On the Matter of AI in PR

I recently penned a piece on NotebookLM, an AI platform now in beta at Google Labs. Toward the end, I wrote, “I’m pretty sure I’m just scratching the surface of what this cool new AI tool is capable of doing.” The PR world is ablaze with those claiming to use AI and machine learning technology in their daily workflows. I sense that most are not. (There’s considerable hyperbole in our space.)

Some AI-infused resources I regularly use include Muck RackGrammarlyRytr, and Otter.ai. But for this post, I thought I’d talk about a few of the free GenAI chatbots.

We all know about OpenAI’s ChatGPT 3.5 and Google Gemini (formerly Bard), but my default for surprisingly informed conversations is Pi.ai, “the first emotionally intelligent AI.” My wife and I have held congenial conversations with Pi on a range of subjects, including which mortar to use to mount ceramic tiles, the caloric count of lobster meat, and when to harvest the garlic we planted in the fall. No keystrokes needed. Pi’s easy to talk to and prompts further discussion on the subject at hand.

As for NotebookLM, I just used it again for an upcoming editorial board meeting we arranged for a client CEO with an influential national news organization. To prepare, I inputted onto the platform all the editorials and opinion pieces (<20) the publication ran this year on the industry in which my client resides. I then posed to it the following questions: what is the publication’s position on this issue? What are the ten likely questions a CEO from this industry will be asked? Almost instantly, I had what I needed to greatly enhance the meeting prep document.

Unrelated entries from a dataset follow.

PR #599, opened 2026-06-03
channels: resume conversation on /restart command

devxoul:
## Background

Stacked on #598 (`fix/channel-restart-todo-continuation`). Merge after that PR lands.

After #598, a restart fired via the **restart tool** (what the agent calls on its own behalf) resumes the originating channel conversation on the next boot — #598 added the v2 handoff shape and `ChannelRouter.resumeRestartHandoff`. The `/restart` **command** (an operator types `/restart` in-channel or uses a native slash command) still bounced the container with no resume handoff. That conversation's pending todos would resume on the next inbound, but there was no proactive "I'm back."

This is the one gap identified in a TUI-primacy audit of the restart/resume surface. Todo continuation, the restart tool, and cron-restart were already channel-aware; the operator-facing command was the sole exception. Closes part of #291 (channels as equal-priority runtime to TUI).

### Commit 1 — `commands: add wantsLiveSession to resolve a session without requiring one`

`requiresLiveSession` aborts a command when no live session exists. A command that must execute regardless (e.g. `/restart` bounces the container even from a cold channel) but can do **more** when a session is present had no way to express that distinction. The new `wantsLiveSession` flag resolves an existing live session into the handler context when present and is silently ignored when absent. It is also ignored when `requiresLiveSession` is true. The flag is surfaced on `CommandInfo` so both dispatch paths can read it.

I have used both ChatGPT and Google Gemini for business queries including recently to help identify a high-profile individual to serve as a co-chair for a big citywide extravaganza. Both yielded excellent choices — except for when they didn’t. Barbara Walters and Sally Ride were not available.

A client recently asked me to put together some background information on an influential reporter poised to meet her CEO. In addition to the usual fare, e.g., name, title, bio, photo, and past pertinent articles, I found in my Dropbox an audio file of the CEO’s last meeting with the reporter two years ago.

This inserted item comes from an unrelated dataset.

PR #600, opened 2026-06-03
sandbox: confine low-trust bash writes to the write/edit allowlist

devxoul:
## Background

The per-tool bash sandbox (`src/sandbox/`, role-derived via `resolveHiddenPaths`) was a **deny-list** that only *hid* private paths from low-trust roles: it bound the whole agent folder read-write, then masked `workspace/`, `memory/`, `sessions/`, `.env`, `secrets.json`. Hiding reads is only half the boundary. Writes were never confined — a low-trust role could `echo … > /agent/anything`, `tee`, or otherwise redirect to any path under `/agent` and sidestep the `nonWorkspaceWrite` guard that bounds the `write`/`edit` tools to `workspace/`, `public/`, `mounts/`, `packages/`, the skill dirs, and the root-file allowlist.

Dropbox offers audio-to-text transcription, as does my premium service Otter.ai. I ran the audio through both. The results required a manual listen alongside the text to identify who was speaking. Otter.ai fills in the names after the first few speakers are ID’d. Dropbox doesn’t, while its formatting — one contiguous text with multiple spaces between words — is too time-consuming to correct.

Enter the third LLM chatbot, and my new favorite: Claude from Anthropic, which just released its next generation. FWIW: Amazon just invested $2.75 billion in Anthropic, even as it seeks to build its own chatbot — Olympus. Claude 3’s benchmarks apparently outperform those of ChatGPT4 and Google Gemini.

Back to my use case: I took the unwieldy text from the audio of the conversation between my client CEO and the reporter and cut and pasted it into Claude3’s text box. I then asked, “Can you organize and summarize the transcript of this interview?” In less than five seconds, Claude produced a document in sections with headers and bulleted points my client made under each.

I followed up with a second question: “Thank you. Can you now summarize the reporter’s questions?” Again, in under five seconds, Claude produced a list of the ten questions this reporter posed that day two years ago. It was followed by a paragraph summarizing the reporter’s interests: “In general, the reporter was probing for details on…”

Again, the key to AI adoption by our (or any) industry lies in the use cases the technology can create and the smart, time-saving productivity that results. Claude certainly delivered on the promise.